> **REQUIREMENT**
Quote exactly and only this range of lines in the data below: the line that holds "If you want, you" to the line that holds "--- a/ansible/roles/elasticsearch/tasks/main.yml", both included.

Stored data entries:
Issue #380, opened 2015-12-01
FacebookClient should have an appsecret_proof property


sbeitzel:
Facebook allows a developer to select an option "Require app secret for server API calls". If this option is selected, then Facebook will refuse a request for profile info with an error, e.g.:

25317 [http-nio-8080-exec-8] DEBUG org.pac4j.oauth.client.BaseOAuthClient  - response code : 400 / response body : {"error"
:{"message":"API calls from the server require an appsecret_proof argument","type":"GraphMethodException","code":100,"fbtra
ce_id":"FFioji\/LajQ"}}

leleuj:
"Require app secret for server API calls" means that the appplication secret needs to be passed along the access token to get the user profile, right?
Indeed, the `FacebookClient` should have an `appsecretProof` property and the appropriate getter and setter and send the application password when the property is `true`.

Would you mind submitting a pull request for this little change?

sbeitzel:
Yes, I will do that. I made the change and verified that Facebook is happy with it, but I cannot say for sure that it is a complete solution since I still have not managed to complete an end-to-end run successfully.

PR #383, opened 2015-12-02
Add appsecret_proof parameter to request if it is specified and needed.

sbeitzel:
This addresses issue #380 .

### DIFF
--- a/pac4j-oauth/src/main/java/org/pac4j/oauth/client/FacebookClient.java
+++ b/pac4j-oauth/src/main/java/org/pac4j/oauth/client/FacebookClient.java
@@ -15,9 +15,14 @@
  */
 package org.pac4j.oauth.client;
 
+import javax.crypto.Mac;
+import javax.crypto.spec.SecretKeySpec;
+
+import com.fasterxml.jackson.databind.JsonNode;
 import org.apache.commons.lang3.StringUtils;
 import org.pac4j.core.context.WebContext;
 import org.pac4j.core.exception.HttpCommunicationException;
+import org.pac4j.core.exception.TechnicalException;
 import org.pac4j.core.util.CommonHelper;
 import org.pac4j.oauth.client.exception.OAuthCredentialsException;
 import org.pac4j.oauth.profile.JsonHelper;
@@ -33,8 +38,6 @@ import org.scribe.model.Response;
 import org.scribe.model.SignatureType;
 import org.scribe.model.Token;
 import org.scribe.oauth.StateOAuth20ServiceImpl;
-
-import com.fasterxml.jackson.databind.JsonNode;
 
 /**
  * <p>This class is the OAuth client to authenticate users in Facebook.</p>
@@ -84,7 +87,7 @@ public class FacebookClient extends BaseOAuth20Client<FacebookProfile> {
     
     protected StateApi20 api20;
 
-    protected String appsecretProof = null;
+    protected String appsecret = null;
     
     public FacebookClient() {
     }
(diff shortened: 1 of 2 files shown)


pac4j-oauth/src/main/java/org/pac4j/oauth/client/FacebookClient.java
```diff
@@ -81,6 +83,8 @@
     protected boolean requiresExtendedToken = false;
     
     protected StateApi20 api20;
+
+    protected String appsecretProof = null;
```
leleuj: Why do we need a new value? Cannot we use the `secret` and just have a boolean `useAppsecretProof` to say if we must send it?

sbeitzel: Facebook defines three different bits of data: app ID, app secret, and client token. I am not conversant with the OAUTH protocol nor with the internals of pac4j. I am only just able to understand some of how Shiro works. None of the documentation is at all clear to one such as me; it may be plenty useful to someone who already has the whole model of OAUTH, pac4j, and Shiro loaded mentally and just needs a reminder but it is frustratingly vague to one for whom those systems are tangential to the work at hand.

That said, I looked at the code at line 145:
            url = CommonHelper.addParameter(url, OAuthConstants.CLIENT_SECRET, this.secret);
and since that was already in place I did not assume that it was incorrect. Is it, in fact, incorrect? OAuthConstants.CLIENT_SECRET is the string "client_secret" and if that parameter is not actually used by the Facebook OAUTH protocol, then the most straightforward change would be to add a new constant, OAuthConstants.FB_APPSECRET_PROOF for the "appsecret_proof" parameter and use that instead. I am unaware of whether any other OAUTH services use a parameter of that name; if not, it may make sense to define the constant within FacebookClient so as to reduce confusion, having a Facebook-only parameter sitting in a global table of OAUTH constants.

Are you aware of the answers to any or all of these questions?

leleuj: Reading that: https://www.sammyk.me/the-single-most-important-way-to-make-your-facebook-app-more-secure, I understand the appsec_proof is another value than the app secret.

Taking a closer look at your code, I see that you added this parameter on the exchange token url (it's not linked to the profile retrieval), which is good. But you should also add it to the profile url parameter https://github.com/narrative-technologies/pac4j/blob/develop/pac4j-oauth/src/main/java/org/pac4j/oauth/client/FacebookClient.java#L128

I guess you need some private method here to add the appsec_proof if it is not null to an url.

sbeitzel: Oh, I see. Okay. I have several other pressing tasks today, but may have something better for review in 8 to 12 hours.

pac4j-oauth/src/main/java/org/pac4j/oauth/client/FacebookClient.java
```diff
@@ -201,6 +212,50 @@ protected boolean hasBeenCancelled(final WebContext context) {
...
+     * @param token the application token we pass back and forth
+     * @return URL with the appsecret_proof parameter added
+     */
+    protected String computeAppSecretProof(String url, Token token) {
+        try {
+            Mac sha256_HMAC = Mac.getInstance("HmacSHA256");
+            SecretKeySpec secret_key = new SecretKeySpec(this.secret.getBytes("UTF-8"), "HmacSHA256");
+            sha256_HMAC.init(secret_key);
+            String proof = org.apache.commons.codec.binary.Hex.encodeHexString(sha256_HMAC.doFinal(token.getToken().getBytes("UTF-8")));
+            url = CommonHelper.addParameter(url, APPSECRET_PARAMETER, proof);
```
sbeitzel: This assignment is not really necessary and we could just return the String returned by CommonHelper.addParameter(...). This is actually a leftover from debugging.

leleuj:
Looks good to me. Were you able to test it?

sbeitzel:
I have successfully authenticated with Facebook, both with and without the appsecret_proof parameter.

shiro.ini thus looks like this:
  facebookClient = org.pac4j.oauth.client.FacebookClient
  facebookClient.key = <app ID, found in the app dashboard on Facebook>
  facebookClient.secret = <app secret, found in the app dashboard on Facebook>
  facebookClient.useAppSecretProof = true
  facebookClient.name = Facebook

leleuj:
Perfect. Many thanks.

---

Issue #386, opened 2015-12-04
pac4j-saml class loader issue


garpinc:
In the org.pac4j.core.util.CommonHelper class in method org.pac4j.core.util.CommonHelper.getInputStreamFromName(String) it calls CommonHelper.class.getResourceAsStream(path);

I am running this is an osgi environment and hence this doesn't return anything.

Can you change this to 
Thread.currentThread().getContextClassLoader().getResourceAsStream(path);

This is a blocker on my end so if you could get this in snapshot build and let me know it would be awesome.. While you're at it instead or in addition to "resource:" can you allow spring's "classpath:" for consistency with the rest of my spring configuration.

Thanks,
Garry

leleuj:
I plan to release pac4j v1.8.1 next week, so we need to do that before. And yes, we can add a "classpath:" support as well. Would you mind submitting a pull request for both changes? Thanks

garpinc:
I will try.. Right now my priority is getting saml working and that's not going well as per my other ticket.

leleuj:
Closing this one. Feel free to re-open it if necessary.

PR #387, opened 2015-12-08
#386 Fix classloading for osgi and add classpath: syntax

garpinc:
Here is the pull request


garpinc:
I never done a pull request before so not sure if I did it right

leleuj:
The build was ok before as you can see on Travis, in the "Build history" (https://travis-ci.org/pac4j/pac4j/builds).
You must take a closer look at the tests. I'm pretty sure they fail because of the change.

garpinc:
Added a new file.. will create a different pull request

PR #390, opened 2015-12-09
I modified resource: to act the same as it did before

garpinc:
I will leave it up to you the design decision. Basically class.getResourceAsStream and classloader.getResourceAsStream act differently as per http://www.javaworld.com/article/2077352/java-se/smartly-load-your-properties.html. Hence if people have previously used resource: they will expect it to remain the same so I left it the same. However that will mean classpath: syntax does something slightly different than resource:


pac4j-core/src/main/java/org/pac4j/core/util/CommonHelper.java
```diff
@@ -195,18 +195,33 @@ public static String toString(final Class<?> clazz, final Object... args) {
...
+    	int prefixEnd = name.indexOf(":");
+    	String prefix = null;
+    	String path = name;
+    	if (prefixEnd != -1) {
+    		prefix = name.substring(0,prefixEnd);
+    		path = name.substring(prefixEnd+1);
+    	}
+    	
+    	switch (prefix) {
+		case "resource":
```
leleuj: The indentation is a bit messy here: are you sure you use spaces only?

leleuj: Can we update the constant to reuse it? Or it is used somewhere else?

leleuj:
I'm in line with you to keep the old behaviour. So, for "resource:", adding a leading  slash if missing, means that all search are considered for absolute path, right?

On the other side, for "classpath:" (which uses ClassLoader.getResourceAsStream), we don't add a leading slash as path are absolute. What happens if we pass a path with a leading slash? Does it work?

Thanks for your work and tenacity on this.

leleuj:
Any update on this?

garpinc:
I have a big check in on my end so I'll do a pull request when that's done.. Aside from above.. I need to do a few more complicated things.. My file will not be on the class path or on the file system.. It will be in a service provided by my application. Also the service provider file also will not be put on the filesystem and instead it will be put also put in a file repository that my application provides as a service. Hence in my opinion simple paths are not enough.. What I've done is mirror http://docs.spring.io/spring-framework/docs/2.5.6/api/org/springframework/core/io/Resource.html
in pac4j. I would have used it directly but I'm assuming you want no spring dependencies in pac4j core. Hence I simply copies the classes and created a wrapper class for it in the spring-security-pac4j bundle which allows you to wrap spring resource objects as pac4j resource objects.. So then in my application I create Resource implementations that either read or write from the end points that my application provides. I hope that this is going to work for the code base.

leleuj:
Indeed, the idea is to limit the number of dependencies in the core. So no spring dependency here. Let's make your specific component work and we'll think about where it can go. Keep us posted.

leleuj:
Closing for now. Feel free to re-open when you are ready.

==

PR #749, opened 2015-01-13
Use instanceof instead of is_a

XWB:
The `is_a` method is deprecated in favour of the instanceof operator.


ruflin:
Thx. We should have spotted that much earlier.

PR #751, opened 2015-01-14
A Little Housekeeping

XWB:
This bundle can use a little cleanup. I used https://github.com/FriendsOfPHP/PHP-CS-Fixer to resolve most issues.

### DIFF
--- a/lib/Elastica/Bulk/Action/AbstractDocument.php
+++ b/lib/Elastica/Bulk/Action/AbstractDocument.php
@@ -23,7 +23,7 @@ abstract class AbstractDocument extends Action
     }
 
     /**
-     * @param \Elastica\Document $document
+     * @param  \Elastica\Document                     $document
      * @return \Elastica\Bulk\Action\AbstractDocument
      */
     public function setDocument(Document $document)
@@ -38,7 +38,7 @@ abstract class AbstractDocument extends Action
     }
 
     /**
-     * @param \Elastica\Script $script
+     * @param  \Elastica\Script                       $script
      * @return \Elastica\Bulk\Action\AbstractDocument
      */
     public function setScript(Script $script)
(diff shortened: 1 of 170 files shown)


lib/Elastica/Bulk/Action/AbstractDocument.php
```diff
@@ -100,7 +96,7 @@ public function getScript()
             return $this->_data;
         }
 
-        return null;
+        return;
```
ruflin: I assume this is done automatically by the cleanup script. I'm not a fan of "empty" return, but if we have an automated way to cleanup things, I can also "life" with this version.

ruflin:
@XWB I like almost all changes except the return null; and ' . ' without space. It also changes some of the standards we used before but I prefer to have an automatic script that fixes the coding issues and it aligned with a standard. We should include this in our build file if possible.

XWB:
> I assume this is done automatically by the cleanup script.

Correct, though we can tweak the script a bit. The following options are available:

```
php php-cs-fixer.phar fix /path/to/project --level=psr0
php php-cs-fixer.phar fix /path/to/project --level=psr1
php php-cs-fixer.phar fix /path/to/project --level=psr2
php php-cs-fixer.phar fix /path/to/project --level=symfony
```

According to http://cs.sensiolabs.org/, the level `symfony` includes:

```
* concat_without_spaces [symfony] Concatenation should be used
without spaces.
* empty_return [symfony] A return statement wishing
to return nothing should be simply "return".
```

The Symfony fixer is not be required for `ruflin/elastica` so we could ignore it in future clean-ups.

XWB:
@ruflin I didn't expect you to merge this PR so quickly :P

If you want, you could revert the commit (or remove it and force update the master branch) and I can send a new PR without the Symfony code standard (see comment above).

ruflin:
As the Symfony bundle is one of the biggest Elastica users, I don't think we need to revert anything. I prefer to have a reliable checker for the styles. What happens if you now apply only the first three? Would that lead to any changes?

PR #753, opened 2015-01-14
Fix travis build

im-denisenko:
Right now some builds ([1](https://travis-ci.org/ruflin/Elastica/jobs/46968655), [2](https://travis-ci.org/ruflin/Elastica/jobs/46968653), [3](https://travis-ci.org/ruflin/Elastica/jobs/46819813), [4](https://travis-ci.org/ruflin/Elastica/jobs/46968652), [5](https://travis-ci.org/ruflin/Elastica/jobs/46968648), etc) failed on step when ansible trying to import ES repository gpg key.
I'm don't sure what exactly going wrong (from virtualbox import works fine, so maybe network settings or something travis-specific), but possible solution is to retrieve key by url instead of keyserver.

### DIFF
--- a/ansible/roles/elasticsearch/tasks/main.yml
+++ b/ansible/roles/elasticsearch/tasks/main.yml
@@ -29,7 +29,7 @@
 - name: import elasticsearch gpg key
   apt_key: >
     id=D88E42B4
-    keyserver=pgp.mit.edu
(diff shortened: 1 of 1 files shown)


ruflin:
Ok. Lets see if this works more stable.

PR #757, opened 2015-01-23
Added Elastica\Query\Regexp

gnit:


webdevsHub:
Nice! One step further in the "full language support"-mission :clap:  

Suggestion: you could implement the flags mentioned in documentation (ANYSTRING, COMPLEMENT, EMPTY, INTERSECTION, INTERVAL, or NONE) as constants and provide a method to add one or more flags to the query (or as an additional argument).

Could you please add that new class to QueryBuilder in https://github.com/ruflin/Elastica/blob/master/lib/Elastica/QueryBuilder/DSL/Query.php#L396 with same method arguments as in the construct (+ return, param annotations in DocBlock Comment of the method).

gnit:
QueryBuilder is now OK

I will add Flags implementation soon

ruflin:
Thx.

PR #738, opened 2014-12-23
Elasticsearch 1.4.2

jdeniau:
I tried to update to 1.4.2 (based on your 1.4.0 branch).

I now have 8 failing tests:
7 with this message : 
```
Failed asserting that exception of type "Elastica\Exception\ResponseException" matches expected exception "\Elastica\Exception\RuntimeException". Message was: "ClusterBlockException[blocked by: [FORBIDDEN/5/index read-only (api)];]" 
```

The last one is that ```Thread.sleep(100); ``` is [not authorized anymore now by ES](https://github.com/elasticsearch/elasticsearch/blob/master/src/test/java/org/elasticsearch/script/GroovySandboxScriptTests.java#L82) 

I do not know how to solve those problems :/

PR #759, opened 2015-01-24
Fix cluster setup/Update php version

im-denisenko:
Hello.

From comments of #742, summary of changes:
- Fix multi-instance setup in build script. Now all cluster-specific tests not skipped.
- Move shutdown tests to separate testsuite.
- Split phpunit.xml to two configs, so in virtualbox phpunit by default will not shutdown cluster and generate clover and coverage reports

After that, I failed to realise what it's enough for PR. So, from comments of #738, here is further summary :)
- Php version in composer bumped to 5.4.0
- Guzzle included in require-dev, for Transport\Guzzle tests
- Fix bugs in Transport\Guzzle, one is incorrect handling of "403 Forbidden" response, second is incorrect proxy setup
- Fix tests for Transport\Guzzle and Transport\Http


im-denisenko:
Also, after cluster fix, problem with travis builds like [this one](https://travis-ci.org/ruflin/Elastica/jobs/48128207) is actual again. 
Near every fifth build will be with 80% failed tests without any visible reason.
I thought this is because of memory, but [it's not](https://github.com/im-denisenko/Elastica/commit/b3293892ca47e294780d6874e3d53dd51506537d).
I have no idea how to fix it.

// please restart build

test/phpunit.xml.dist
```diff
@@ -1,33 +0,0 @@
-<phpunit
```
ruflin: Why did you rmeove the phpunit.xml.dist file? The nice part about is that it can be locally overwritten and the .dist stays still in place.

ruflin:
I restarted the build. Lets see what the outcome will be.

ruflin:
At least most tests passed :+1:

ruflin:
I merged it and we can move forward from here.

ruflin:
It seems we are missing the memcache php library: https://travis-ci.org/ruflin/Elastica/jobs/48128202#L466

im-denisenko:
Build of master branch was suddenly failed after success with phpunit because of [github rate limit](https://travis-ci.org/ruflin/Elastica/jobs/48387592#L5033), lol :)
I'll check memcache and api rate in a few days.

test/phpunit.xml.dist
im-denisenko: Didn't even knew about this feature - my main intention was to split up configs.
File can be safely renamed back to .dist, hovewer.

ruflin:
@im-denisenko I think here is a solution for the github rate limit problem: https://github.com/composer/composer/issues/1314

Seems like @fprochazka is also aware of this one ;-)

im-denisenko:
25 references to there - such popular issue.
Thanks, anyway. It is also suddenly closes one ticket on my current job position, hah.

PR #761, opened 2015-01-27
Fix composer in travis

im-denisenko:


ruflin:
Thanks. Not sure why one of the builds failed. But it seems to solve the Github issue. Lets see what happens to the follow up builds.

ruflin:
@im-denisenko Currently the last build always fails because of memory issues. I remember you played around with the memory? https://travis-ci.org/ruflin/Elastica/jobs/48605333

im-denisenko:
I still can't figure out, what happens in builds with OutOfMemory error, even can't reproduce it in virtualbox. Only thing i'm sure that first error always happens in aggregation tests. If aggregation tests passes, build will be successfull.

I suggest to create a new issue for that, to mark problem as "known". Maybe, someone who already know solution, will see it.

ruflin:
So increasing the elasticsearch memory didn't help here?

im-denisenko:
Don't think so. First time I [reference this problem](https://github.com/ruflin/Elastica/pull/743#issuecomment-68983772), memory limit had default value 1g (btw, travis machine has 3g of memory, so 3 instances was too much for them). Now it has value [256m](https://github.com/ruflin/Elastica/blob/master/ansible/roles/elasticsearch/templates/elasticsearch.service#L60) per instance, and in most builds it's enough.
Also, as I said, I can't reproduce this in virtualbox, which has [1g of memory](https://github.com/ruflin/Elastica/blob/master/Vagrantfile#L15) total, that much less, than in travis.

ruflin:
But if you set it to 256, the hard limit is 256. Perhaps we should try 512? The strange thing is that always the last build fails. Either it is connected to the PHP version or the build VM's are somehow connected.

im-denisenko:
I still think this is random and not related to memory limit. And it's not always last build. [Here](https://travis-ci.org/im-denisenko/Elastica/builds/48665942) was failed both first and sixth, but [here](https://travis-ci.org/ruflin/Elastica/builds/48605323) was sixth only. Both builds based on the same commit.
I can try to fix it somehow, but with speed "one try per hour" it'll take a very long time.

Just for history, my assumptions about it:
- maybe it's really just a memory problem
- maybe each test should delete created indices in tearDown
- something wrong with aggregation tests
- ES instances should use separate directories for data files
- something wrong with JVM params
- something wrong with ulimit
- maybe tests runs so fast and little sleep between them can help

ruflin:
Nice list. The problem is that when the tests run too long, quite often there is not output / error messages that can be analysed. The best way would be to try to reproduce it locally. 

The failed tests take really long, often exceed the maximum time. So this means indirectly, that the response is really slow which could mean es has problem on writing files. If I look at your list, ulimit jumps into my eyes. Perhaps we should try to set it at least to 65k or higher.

> **PROBLEM SOLUTION**
If you want, you could revert the commit (or remove it and force update the master branch) and I can send a new PR without the Symfony code standard (see comment above).

ruflin:
As the Symfony bundle is one of the biggest Elastica users, I don't think we need to revert anything. I prefer to have a reliable checker for the styles. What happens if you now apply only the first three? Would that lead to any changes?

PR #753, opened 2015-01-14
Fix travis build

im-denisenko:
Right now some builds ([1](https://travis-ci.org/ruflin/Elastica/jobs/46968655), [2](https://travis-ci.org/ruflin/Elastica/jobs/46968653), [3](https://travis-ci.org/ruflin/Elastica/jobs/46819813), [4](https://travis-ci.org/ruflin/Elastica/jobs/46968652), [5](https://travis-ci.org/ruflin/Elastica/jobs/46968648), etc) failed on step when ansible trying to import ES repository gpg key.
I'm don't sure what exactly going wrong (from virtualbox import works fine, so maybe network settings or something travis-specific), but possible solution is to retrieve key by url instead of keyserver.

### DIFF
--- a/ansible/roles/elasticsearch/tasks/main.yml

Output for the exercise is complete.